# Lawn questions...???



## Newbie007 (Dec 11, 2012)

Hello all, 
Maybe there is a separate post for this but I'm not sure. If the Shtf happened and there was no access to gasoline or electricity; how would you keep your lawn, fields, and what not under control?

Thanks in advance for your answers, always appreciated!


----------



## Wellrounded (Sep 25, 2011)

Push mowers for small spaces, scythe for larger areas. I've never had much 'lawn', just enough to dry some fruit on or sit on a nice day. Most of our green spaces have some kind of livestock on them. In the orchard we use geese or tether sheep. We have some bigger spaces covered in low groundcovers to keep the dust and weeds at bay.


----------



## camo2460 (Feb 10, 2013)

In a SHTF situation my lawn would be the least of my worries, however to answer your question, an old rotery push mower works well for lawns. as for fields, gardens etc, what did folks use before roto-tillers, tractors, combines etc? A good strong back and if they were lucky a couple of horses or mules, shovels, rakes, hoes,scythes. Anything that is done today with modern machines, electricity and gasoline can be done with man power, horse power and ingenuity


----------



## cedarguy (Nov 19, 2012)

Yep what camo said. For us after shtf the last thing I want is to draw attention to my place with a mowed yard.


----------



## UncleJoe (Jan 11, 2009)

Yep. Just let it go. You don't want to stand out.


----------



## sgtrunningfool (Dec 8, 2012)

I would definitely let mine go because I am not putting any energy into something I cannot eat, use for defense or shelter.


----------



## cnsper (Sep 20, 2012)

sgtrunningfool said:


> I would definitely let mine go because I am not putting any energy into something I cannot eat, use for defense or shelter.

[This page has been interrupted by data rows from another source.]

PR #1034, opened 2020-02-28
Fix off-by-one valueFromProviderState index

kppullin:
`PactDslJsonArray.valueFromProviderState()` assigns an index
one less than it should.

Before appending to the `body` array,
the method invokes `appendArrayIndex()`, which in turn emits an
index value of `body.length()-1`. Since the `body` array is yet to
be updated the calculated index is off by one (the most obvious
sign of this is a negative index of `-1`).

This PR moves the append to `body` first.

### DIFF
--- a/consumer/pact-jvm-consumer/src/main/java/au/com/dius/pact/consumer/dsl/PactDslJsonArray.java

yep, let the dandelions grow. Easiest to grow green veggies in the world.


----------



## hiwall (Jun 15, 2012)

You might consider trimming up for 30 feet or so around the buildings to reduce fire danger.


----------



## mosquitomountainman (Jan 25, 2010)

Good replies here. Just one question though ... How many already have a push mower or livestock to keep the grass down (assuming that doing so won't compromise security)?

Steve


----------



## cowboyhermit (Nov 10, 2012)

At my yard right now I have no "lawn mower" I have weedwackers and mechanical things like scythes but the grass is wonderfully manicured by cows There are other places we mow with a ride on, and I do have an old ground driven sickle mower kinda like this









I used to be more careless about the grass around the house and in some areas I am guessing it is not much of a concern but grass fires are a big concern for me. What my great grandpa and his dad would do as well, and that I have done at times (VERY CAREFULLY) is to burn the old dead grass in the spring and fall under controlled conditions. If the fire is started right at the base of a building or fence it won't have enough heat to cause problems. I probably shouldn't even discuss this though because unless you have tons of experience with fire things could go very badly.


----------



## jeff47041 (Jan 5, 2013)

I figure I will use most of my yard as hay to be able to feed in winter. I've often thought that I would use a rotary push mower just for a small area.
I use a weed whip thing that kind of looks like a golf club but with a blade.
Like others, I'm mostly concerned about tilling without my tractors.


----------



## partdeux (Aug 3, 2011)

you have much much much bigger problems than the lawn


----------



## ContinualHarvest (Feb 19, 2012)

There is a book called Edible Front Yard. It teaches you how to have a nice looking front yard that is both aesthetically pleasing and produces food. Ditch the lawn plant edibles.


----------



## jeff47041 (Jan 5, 2013)

ContinualHarvest said:


> There is a book called Edible Front Yard. It teaches you how to have a nice looking front yard that is both aesthetically pleasing and produces food. Ditch the lawn plant edibles.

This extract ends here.